- Opening Delimiter -

PR #1490, opened 2021-06-03
Add basic captcha

LukasReschke:


lib/captcha.php
```diff
@@ -0,0 +1,40 @@
+<?php
+
+if(session_status() !== PHP_SESSION_ACTIVE) {
+    session_start();
```
LukasReschke, line 4: This initiates a cookie but should qualify under "Essential Cookie" and does not require consent.

jospoortvliet (approved):

PR #1506, opened 2021-07-05
Fix header counter

marcoambrosini:
Signed-off-by: Marco Ambrosini <marcoambrosini@pm.me>

### DIFF
--- a/templates/header-top-navbar.php
+++ b/templates/header-top-navbar.php
@@ -1,53 +1,99 @@
 <?php $l = new L10N('header-navbar');
 require get_template_directory() . '/strings.php';
 ?>
-<!-- <link rel="stylesheet" href="https://maxcdn.bootstrapcdn.com/font-awesome/4.7.0/css/font-awesome.min.css"> -->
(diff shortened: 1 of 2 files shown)


templates/header-top-navbar.php
```diff
@@ -1,53 +1,99 @@
 <?php $l = new L10N('header-navbar');
 require get_template_directory() . '/strings.php';
 ?>
-<!-- <link rel="stylesheet" href="https://maxcdn.bootstrapcdn.com/font-awesome/4.7.0/css/font-awesome.min.css"> -->
+<!-- <meta http-equiv="refresh" content="60"> -->
```
juliushaertl, line 4: :fire:

juliushaertl (approved):
Seemed to work :+1:

templates/header-top-navbar.php
jospoortvliet: why did THAT happen? The refresh especially isn't nice ;-)

jospoortvliet (approved):
I can't speak on the rest but if Julius says it's good, it must be. Will test it at home and if ok, deploy.

PR #1508, opened 2021-07-13
add Carl

jospoortvliet:
Screenshot_20210713_105844


ognarb:
LGTM I will create another MR for the photo :)

jospoortvliet:
yeah, we usually take the pics in the office so they all look the same but if you have a similar looking pic, it's totally welcome until you visit us at some point and we can take one :D

PR #1542, opened 2021-09-05
fix: add rel=me to mastodon

SethFalco:
Minor pet peeve, but on Mastodon your site isn't verified because it doesn't have `rel="me"` in the HTML.

image

> If you put a link in your profile metadata, Mastodon checks if the linked page links back to your Mastodon profile. If so, you get a verification checkmark next to that link, since you are confirmed as the owner.
> 
> Behind the scenes, Mastodon checks for the `rel="me"` attribute on the link back. Likewise, Mastodon puts `rel="me"` on the links within profile metadata.
> — https://docs.joinmastodon.org/user/profile/

After this, it should display it as a verified link. That way users don't have to manually check the website to ensure this is the official Nextcloud account on Mastodon.

image


jospoortvliet (approved):

jospoortvliet:
works for me ;-)

PR #1548, opened 2021-09-22
Remove deprecated name attribute

Pytal:
Remove and replace the deprecated `name` attribute on anchor elements with `id`

As detailed in https://developer.mozilla.org/en-US/docs/Web/HTML/Element/a#attr-name

### DIFF
--- a/page-about.php
+++ b/page-about.php
@@ -138,7 +138,7 @@
             </ul>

- Closing Delimiter -

WHAT YOU NEED TO DO: For each line above that includes "Remove", copy the line.

YOUR RESPONSE:
Remove deprecated name attribute
Remove and replace the deprecated `name` attribute on anchor elements with `id`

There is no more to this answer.